Hi! here is "joelang", which is a simple interpreter language written in python. If you want to play with compiler or interpreter, I think this is a good place to start your journey. Once you have understand the project, you can create your own component such as lexer, parser, you own interpreter and maybe your customised symbol set by modifying corresponding files in different project folder.
The object of the project is to support basic syntax and expressions like variable assignment , arithmetic operation, comparison-if-else statement, loop operation and function call usage within the language joelang.
And later probably include some objective oriented programming/functional programming features.
The following is the project structure, and I will explain with the typical compiler/interpreter along with the project folder. Usually a compiler/interpreter consist with:
- lexer: convert the input to tokens, which associate each element in the input with its predefined types, like NLP tokenizer for those of you come from AI.
- parser: parse the token-list into AST, syntax tree based on the several predefined grammar rules.
- interpreter(evaluate): evaluate the the AST to get the result of it.
Following the basic component of a compiler/interpreter and the consideration of software architecture, I will form the project folder as follows.
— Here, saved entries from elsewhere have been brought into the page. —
Issue #5247, opened 2025-02-10
Breaking change: Backend cluster DNS lookup is V4_PREFERRED


guydc:
*Description*:
When originally introduced, `Backend` clusters had `V4_ONLY` dns lookup settings when FQDN endpoints were used. 

With introduction of IPv6, the XDS cluster translation now uses `V4_PREFERRED` as a default when IP family is not set for a certain destination. 

https://github.com/envoyproxy/gateway/blob/a58021e6b4ae79fc268249cffcab8e342b04171b/internal/xds/translator/cluster.go#L87

Destination setting created for `Service` resources have their IPFamily determined: 

https://github.com/envoyproxy/gateway/blob/a58021e6b4ae79fc268249cffcab8e342b04171b/internal/gatewayapi/route.go#L1358

The same does not happen for `Backend` resources, and as a result, `V4_PREFERRED` is now the default for clusters created from `Backend`.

- component (this is the simple component, you can also find other implementations of each components)
- lexer.py: transfer the programme file into token list with respective types.
- parser.py: the parser transfer the tokens into astree nodes.
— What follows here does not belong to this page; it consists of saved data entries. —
PR #5254, opened 2025-02-11
URLRewrite filter on empty match prefix

sadovnikov:
**What type of PR is this?**

Adding a test to demonstrate a bug with the `URLRewrite` filter.
Not to be merged until #5256 is resolved.

Instead of `"/prefix-match/doc"`, the resulting request will be `"/prefix-matchdoc"`

Found in end-to-end test logs
```
not ready yet: expected path to be /prefix-match/doc, got /prefix-matchdoc (after 1.513µs)
```

Release Notes: No


zirain:
e2e failed as expected, @sadovnikov plan to send a fix?

sadovnikov:
> e2e failed as expected, @sadovnikov plan to send a fix?

@zirain, based on the comments in #5256, the fix is not trivial. I hope it will be provided by someone more familiar with the EG code. I'm happy to add more tests but using end-2-end for this seems too late. Are there unit tests?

- interpreter.py: implement the visitor pattern to do certain node operation in order to, e,g, evaluate the astree.
- context: used for traceback the function errors
- lexer
- parser
- interpreter
- errors
- utils
- shell.py (Interactive code Entry)
- grammar.txt: grammar rules to our recursive-descent parser
- position: keep track the position of the give input programme
- nodes: compiler basically is consisted of tree of nodes.
- values: a collection of different values types, float|int, variable
- Nested procedures and functions
- Procedure and function calls
- Semantic analysis (type checking, making sure variables are declared before they are used, and basically checking if a -program makes sense)
- Control flow elements (like IF statements)
- Aggregate data types (Records)
- More built-in types
- Source-level debugger
- Miscellanea (All the other goodness not mentioned above :)
- tokens
- Symbol table for procedure call/ scope for object oriented programming.